## Work task
Produce an exact copy of the first line of the data below and each line after it, please, up to and including the one with "chars) | **34ms/q** | 206ms/q |".

Provided material START

PR #7026, opened 2026-06-01
feat(index): implement FM-Index scalar index for exact substring search

beinan:
## Motivation

Enable exact substring search at scale for AI pretraining data decontamination — detecting benchmark contamination in trillion-row text corpora, following the [Infini-gram Mini paper](https://arxiv.org/abs/2506.12229).

## Summary
- Implement FM-Index following the Infini-gram Mini paper architecture for exact substring search
- Huffman-shaped wavelet tree for entropy-compressed BWT rank queries (~0.26N bytes)
- Sampled suffix array (D=32) with LF-mapping locate for document resolution (~0.25N bytes)
- Partitioned index (10K docs/partition) with blocked storage (32KB blocks) and lazy loading
- Wire up `IndexType::FMIndex` in Lance's `create_index` and query paths (`contains()` filter)
- Index size ~0.95x of text (paper claims 0.44x; gap is Lance row overhead per block)

## Benchmark (100K gitlake source code files, 1.59 GB text)

| Metric | FM-Index | N-Gram |
|--------|----------|--------|
| Index size | 1,513 MB (0.95x) | 84 MB (0.05x) |
| Build time | 132s | 9s |
| Short queries (e.g. `fn `) | 9034ms/q | 448ms/q |
| Medium queries (e.g. `fn main()`) | **29ms/q** | 480ms/q |
| Long queries (~80 chars) | **34ms/q** | 206ms/q |

FM-Index is 17x faster than N-Gram on medium queries and returns exact results (N-Gram returns approximate candidates needing recheck). N-Gram cannot find queries shorter than 3 characters (e.g. `fn ` returns 0).

## Test plan
- [x] 9 unit tests covering search, locate, wavelet access, serialization, multi-document
- [x] End-to-end benchmark through Lance dataset API (`dataset.create_index`, `dataset.count_rows(filter)`)
- [x] Verified correct match counts against full-scan baseline on real source code


beinan:
Format vote: https://github.com/lance-format/lance/discussions/7027

westonpace:
Attached a review from Claude at the bottom (FWIW).  I agree with the first p0 point.  That call to ensure_block seems out of place, especially buried inside an inline method.  Can we ensure all the blocks we need are loaded before we start processing them?

Let's also avoid dead code.  Especially now with agents.  At read time dead code is just wasted tokens.

The remap limitation is fine to address in a follow-up.  Or will this index never be remappable?

Other follow-ups that we will need (to be fair, ngram index probably needs these same concerns addressed too):

* It appears the partitions are more-or-less independent.  Should we just make these segments?
* If the answer to the above is "yes" then we probably need a follow-up for merging segments.
* We need to document the performance characteristics.  Your comments say this performs poorly on short queries for example.  Also, how is the 10K partition size going to scale?  Would search still be feasible with 1M or 100M rows at that partition size?  Or would the search need to be distributed at that point?

### What is an FM-Index?

The FM-Index (Full-text Minute Index, named after Ferragina & Manzini) is a compressed full-text index that enables exact substring search in sub-linear space. Here's how it works conceptually:

**Burrows-Wheeler Transform (BWT):** The input text is sorted into all its rotations, and the last column of that sorted matrix is kept. The BWT has a property: characters preceding the same suffix cluster together, making it highly compressible and supporting a key operation called LF-mapping (Last-to-First).

**Backward search:** To find all occurrences of a pattern `P`, you maintain an interval `[lo, hi)` in the BWT. Starting from the last character of `P`, you narrow the interval one character at a time using LF-mapping:
```
for b in P.reversed():
    lo = C[b] + rank(b, lo)
    hi = C[b] + rank(b, hi)
```
where `C[b]` is a cumulative frequency table and `rank(b, pos)` counts occurrences of `b` in `BWT[0..pos]`. The interval size at the end is the match count.

**Wavelet tree for rank queries:** The BWT is stored in a wavelet tree — a binary tree that recursively partitions the alphabet. The PR uses a **Huffman-shaped** wavelet tree where frequent characters get shorter codes, giving entropy-compressed rank queries in ~0.26N bytes.

**Locate (BWT position → document):** Not every BWT position has an explicit suffix array (SA) entry stored — the SA is sampled every 32 positions. To resolve a BWT position to a document, you walk LF-mapping steps until landing on a sampled SA entry, then look up which document contains that text offset.

**Partitioning:** The index is split into 10K-document partitions. Each partition is an independent FM-Index with its own BWT, wavelet tree, and sampled SA. At query time all partitions are searched and results are unioned.

---

### Code Review

**P0 — Correctness / Panic risk**

- **`block_on` inside `block_in_place`** (`LazyRankBitVec::ensure_block`): The lazy block-load path bridges async I/O into the synchronous rank-query hot path using `block_in_place` + `block_on`. This will **panic on a `current_thread` Tokio runtime**, which Lance sometimes uses (e.g., in tests, Python bindings, and some integration paths). The tests explicitly use `#[tokio::test(flavor = "multi_thread")]` as a workaround, but nothing prevents this from being called from a single-threaded runtime in production. The lazy loading design needs rethinking — either make the query path fully async (propagate `async` through `rank()`), or pre-load blocks before entering the sync backward search loop.

- **Silent fallback in locate** (`steps >= n`): When the LF-mapping walk never hits a sampled SA entry (shouldn't happen in a correct index, but could due to corruption or bugs), the code silently returns position `0`, misattributing the match to document 0. Should return an error or at minimum emit a `tracing::warn!`.

**P1 — Design / Architecture**

- **Massive code duplication between `FMIndex`/`HuffmanWaveletTree` and `LazyFMIndex`/`LazyHuffmanWaveletTree`:** The `backward_search`, `locate`, `doc_for_position`, `search`, `access`, `rank`, and `rank_pair` methods are duplicated nearly verbatim between the in-memory (build-time) and lazy (query-time) structs. These should share a trait or be parameterized (e.g., `struct GenericFMIndex<W: WaveletTree>`). The duplication is flagged by the `#[allow(dead_code)]` suppressions.

- **`can_remap()` returns `false` / `remap()` returns `Err`:** This means the FM-Index cannot participate in Lance's compaction/fragment merging pipeline. As a result, deletes will never be reflected in the index. This is a significant limitation that should be prominently documented and ideally tracked as a follow-up issue.

- **`update_criteria` uses `only_new_data`** (no merge): Similarly, dataset updates/appends create a new partition but never merge. Over time with many appends, the partition count grows unbounded and query time degrades linearly with partitions. A merge/rebuild strategy is needed.

**P2 — Minor quality issues**

- `num_zeros` column is always written as `0` and never read. Dead weight — remove it.

- `test_sentinel_sanitization` doesn't actually test the sentinel sanitization path (it tests `build` directly, which skips sanitization). The test name is misleading.

- `protos/index.proto` has no trailing newline (`\\ No newline at end of file` in the patch).

- `walkdir` in the example binaries should be confirmed as `[dev-dependencies]`-only — not a runtime dependency.

**P3 — Observations**

- Index size of 0.95x input text vs the paper's claimed 0.44x is a large gap. The PR attributes this to "Lance row overhead per block." It would be worth understanding the breakdown — the 32KB block granularity for the wavelet tree seems coarse, and the per-partition `row_ids` and `doc_start_positions` stored in schema metadata as hex-encoded binary are unconventional storage choices.

- Short queries like `fn ` taking **9 seconds per query** is alarming. This is expected behavior for FM-Index when the match count is enormous (every result must be located), but it's a major usability footgun. Consider returning a result count cap or a `count_only` mode that skips the locate step.

**Summary:** The algorithm is well-chosen and the partitioned index architecture makes sense for large corpora. The main blockers before merging are the `block_on`/`current_thread` panic risk and the massive duplication between the in-memory and lazy structs. The inability to support `remap()` (and therefore compaction) should at minimum be documented clearly in the public API.

beinan:
Thanks for the thorough review! Addressed the key items:

**Fixed in this push:**
- **`block_on`/`block_in_place` panic risk**: Added `async fn prewarm()` on `LazyFMIndex` that pre-loads all wavelet tree blocks before sync search. Called from `ScalarIndex::search()` before entering the sync backward search + locate loop. The lazy `ensure_block()` fallback remains as a safety net but won't be hit in the normal path.
- **Dead `num_zeros` column**: Removed from schema — was always 0.
- **Silent `locate()` fallback**: Now emits `log::warn!` when SA locate exceeds N steps.

**Follow-ups (will track as issues):**
- **Remap/compaction**: FM-Index will need a full rebuild strategy. Not remappable by nature (SA/BWT are global structures).
- **Partitions → segments**: Agree this should align with Lance's segmented index model. Will investigate.
- **Code dedup**: `FMIndex`/`LazyFMIndex` share logic — will extract a trait in follow-up.
- **Short query perf**: Will add a `count_only` mode that skips locate for use cases that only need match counts.
- **Index size gap (0.95x vs 0.44x)**: The gap is from Lance row overhead per block. Will investigate larger blocks or alternative storage.

beinan:
@westonpace all the p0 issue addressed, could you help take a look again? thanks!

westonpace (approved):
Let's get some votes but this looks great to me for a first stab at a new index.  Thanks!

PR #7028, opened 2026-06-01
feat(python): expose external blob mode and outside-base option for fragments

plotor:
## Summary

Expose `external_blob_mode` and `allow_external_blob_outside_bases` on `lance.fragment.write_fragments`.

This brings the low-level fragment write API in line with `lance.write_dataset`, allowing distributed/manual fragment writers to control how BlobV2 external URIs are handled:

- `external_blob_mode="reference"` keeps external blob URI references.
- `external_blob_mode="ingest"` reads external blob bytes during fragment write and stores them in Lance-managed storage.
- `allow_external_blob_outside_bases=True` allows reference-mode writes to persist absolute external URIs outside registered base paths.

The native Python stub was also updated so the exposed kwargs are reflected in type declarations.

## Testing

Added BlobV2 fragment-write coverage for:

- Default reference-mode behavior rejecting external URIs outside registered base paths.
- Reference-mode writes allowing outside-base external URIs when `allow_external_blob_outside_bases=True`.
- Ingest-mode fragment writes copying external URI bytes into Lance-managed storage, verified by deleting the source file before reading the blob back.
- The `return_transaction=True` fragment-write path with `external_blob_mode="ingest"`.
- Invalid configuration rejection for `external_blob_mode="ingest"` combined with `allow_external_blob_outside_bases=True`.

### DIFF
--- a/python/python/lance/dataset.py
+++ b/python/python/lance/dataset.py
@@ -6938,9 +6938,10 @@ def write_dataset(
           Lance-managed storage using the normal inline / packed / dedicated
           thresholds.
     allow_external_blob_outside_bases: bool, default False
-        If False, external blob URIs must map to the dataset root or a registered
-        base path. If True, external blob URIs outside registered bases are allowed.
-        This option only applies when ``external_blob_mode="reference"``.
+        If False, external blob URIs must map to a registered non-dataset-root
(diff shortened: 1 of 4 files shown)


yanghua:
@claude review

yanghua (approved):
LGTM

Provided material END

## Reply
PR #7026, opened 2026-06-01
feat(index): implement FM-Index scalar index for exact substring search

beinan:
## Motivation

Enable exact substring search at scale for AI pretraining data decontamination — detecting benchmark contamination in trillion-row text corpora, following the [Infini-gram Mini paper](https://arxiv.org/abs/2506.12229).

## Summary
- Implement FM-Index following the Infini-gram Mini paper architecture for exact substring search
- Huffman-shaped wavelet tree for entropy-compressed BWT rank queries (~0.26N bytes)
- Sampled suffix array (D=32) with LF-mapping locate for document resolution (~0.25N bytes)
- Partitioned index (10K docs/partition) with blocked storage (32KB blocks) and lazy loading
- Wire up `IndexType::FMIndex` in Lance's `create_index` and query paths (`contains()` filter)
- Index size ~0.95x of text (paper claims 0.44x; gap is Lance row overhead per block)

## Benchmark (100K gitlake source code files, 1.59 GB text)

| Metric | FM-Index | N-Gram |
|--------|----------|--------|
| Index size | 1,513 MB (0.95x) | 84 MB (0.05x) |
| Build time | 132s | 9s |
| Short queries (e.g. `fn `) | 9034ms/q | 448ms/q |
| Medium queries (e.g. `fn main()`) | **29ms/q** | 480ms/q |
| Long queries (~80 chars) | **34ms/q** | 206ms/q |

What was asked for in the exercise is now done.